"KEEP BUSTIN'."

Posts Tagged ‘made-for-cable-movies’

Wedlock

Monday, February 5th, 2024

There are a bunch of directors who made legendary movies in the ‘70s and ‘80s but in the ‘90s were directing, like, episodes of Timetrax and shit. One such director is Lewis Teague, who gave us the outstanding large animal pictures ALLIGATOR and CUJO, plus FIGHTING BACK, CAT’S EYE, THE JEWEL OF THE NILE and COLLISION COURSE. But after NAVY SEALS it was all TV for the rest of his career.

Oh well. It’s respectable work if you can get it, and at least his small screen period started with a pretty fun sci-fi/action movie for HBO. WEDLOCK (1991) (also released on tape as DEADLOCK) is a futuristic prison escape movie that came out less than a year before Stuart Gordon’s FORTRESS. It’s not as good, but it was first. (read the rest of this shit…)

The Birds / The Birds II: Land’s End

Thursday, October 26th, 2023

THE BIRDS. By Alfred Hitchcock. The one where the birds attack. Good movie. He was a total bastard to Tippi Hedren but she was good in it. Her first movie. Then she raised Melanie Griffith and a bunch of lions.

Hedren plays Melanie Daniels, and what I definitely didn’t properly appreciate the last time I saw this as a younger person is what a great weirdo Melanie is. During the large portion of the movie where the disaster hasn’t fully made itself known it’s just a funny story about a woman behaving very unreasonably, and not giving a shit, because it amuses her. She’s fun to watch.

It starts in a San Francisco bird store, where Melanie is trying to buy a myna bird. A man named Mitch (Rod Taylor, 101 DALMATIANS, INGLOURIOUS BASTERDS) starts talking to her like she works there, asking about buying a pair of lovebirds for his 11-year-old sister’s birthday. She plays along, but it turns out he knows she doesn’t work there, he’s a lawyer and recognizes her from a court appearance over some unknown prank she played that “resulted in the smashing of a plate glass window.” For some reason he starts giving her a bunch of shit about it.
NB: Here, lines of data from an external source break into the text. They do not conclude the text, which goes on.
PR #11076, opened 2026-02-16
VPN-7488: Install an AppArmor profile for mozillavpn

oskirby:
## Description
It seems that without an AppArmor profile, launching the VPN binary will inherit the security context of its calling process. This can result in the situation where the VPN client is running unconfined and a browser attempts to communicate with the VPN native messaging socket, but it winds up with a different security context.

This connection is then rejected by the authorization check in `WebExtension::Server::isAllowedToConnect()`. Creating an unconfined AppArmor policy should fix the issue by ensuring a consistent security context.

In order to play nicely with various distros that might do their own weird thing, we should also be put some more guardrails around this policy check:
- We should check which security module is in use and disable this check if we don't recognize it.
- For AppArmor, disable this check if the `mozillavpn` process has no policy to prevent breakage on non-Debian distributions that use AppArmor (eg: openSUSE).
- Try to maintain parity for SELinux by checking for an `unconfined_t` type.

For some future work - we could try writing an SELinux containment policy, which would eliminate the need for all of this since we could set an appropriate security label on the UNIX socket.

## Reference
Fixes: mozilla/multi-account-containers#2852
JIRA Issue: [VPN-7488](https://mozilla-hub.atlassian.net/browse/VPN-7488)

## Checklist
    
[VPN-7488]: https://mozilla-hub.atlassian.net/browse/VPN-7488?atlOrigin=eyJpIjoiNWRkNTljNzYxNjVmNDY3MDlhMDU5Y2ZhYzA5YTRkZjUiLCJwIjoiZ2l0aHViLWNvbS1KU1cifQ

### DIFF
--- a/src/webextension/server_linux.cpp
+++ b/src/webextension/server_linux.cpp
@@ -48,7 +48,7 @@ bool WebExtension::Server::isAllowedToConnect(qintptr sd) {
     return true;
   }
 
-  // Fetch the peer security context. 
+  // Fetch the peer security context.
   char peersec[NAME_MAX];
   socklen_t peerlen = sizeof(peersec);
   if (getsockopt(sd, SOL_SOCKET, SO_PEERSEC, peersec, &peerlen) < 0) {


src/cmake/linux.cmake
```diff
@@ -215,3 +223,11 @@ if(NOT BUILD_FLATPAK)
 
     install(SCRIPT ${CMAKE_SOURCE_DIR}/scripts/linux/postinst.cmake)
 endif()
+
+if(BUILD_APPARMOR)
+    configure_file(${CMAKE_SOURCE_DIR}/linux/apparmor.profile.in
+        ${CMAKE_CURRENT_BINARY_DIR}/apparmor.profile)
+    install(FILES ${CMAKE_CURRENT_BINARY_DIR}/apparmor.profile
```
encrypt94, line 230: nit: when building from source, this file will be installed to `/usr/local/etc/` and the native manifest to `/usr/local/lib/mozilla/native-messaging-hosts/mozillavpn.json`, both of these paths are incorrect an the files will be ignored. We should update the developer documentation and add `-DCMAKE_INSTALL_PREFIX="/"`  in the configure command.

“What are you? A policeman?” she asks.

“I simply believe in the law, Miss Daniels, and I’m not too keen on practical jokers.” (read the rest of this shit…)

Double feature: Piranha (1995) / Deadly Spawn (1983)

Wednesday, October 26th, 2022

I haven’t seen Joe Dante’s PIRANHA in many, many years, but here I am reviewing the remake. No, not Alexandre Aja’s Dimension Films version PIRANHA 3D (which I did review when it came out in 2010), but the 1995 Corman production directed by Scott P. Levy (MIDNIGHT TEASE, THE ALIEN WITHIN).

This thing was made for Showtime, and I never got Showtime, but the reason I remembered it existed was because I knew Punky Brewster herself, Soleil Moon Frye (KID 90) was in it. That was enough to lure me in. (Get it?) I guess she was in a couple horror movies (INVITATION TO HELL, PUMPKINHEAD II) but I’m actually kinda surprised they didn’t resurrect her in the post-SCREAM era! Maybe they tried but she was happy just doing cartoon voices.

I have to admit I didn’t remember the original enough to realize until reading the Wikipedia summary that this remake barely alters its script. Alex Simon (BLOODFIST VIII: TRAINED TO KILL) is credited as the writer, but it’s so close original writers Richard Robinson and John Sayles get both “based on the screenplay by” and “story by” credits. (read the rest of this shit…)

Stepfather 3

Wednesday, June 29th, 2022

On June 3, 1992, historians will tell you, Bill Clinton played saxophone on The Arsenio Hall Show. Arsenio made his usual big entrance, and sitting in with his house band The Posse was the former Arkansas governor, then presidential candidate, wearing sunglasses, taking a solo on “Heartbreak Hotel” and later “God Bless the Child.” Whatever you think of his playing (or politics, or whatever), Clinton’s willingness to campaign outside of the accepted outlets and methods may have helped end 12 shitty years of Republican rule.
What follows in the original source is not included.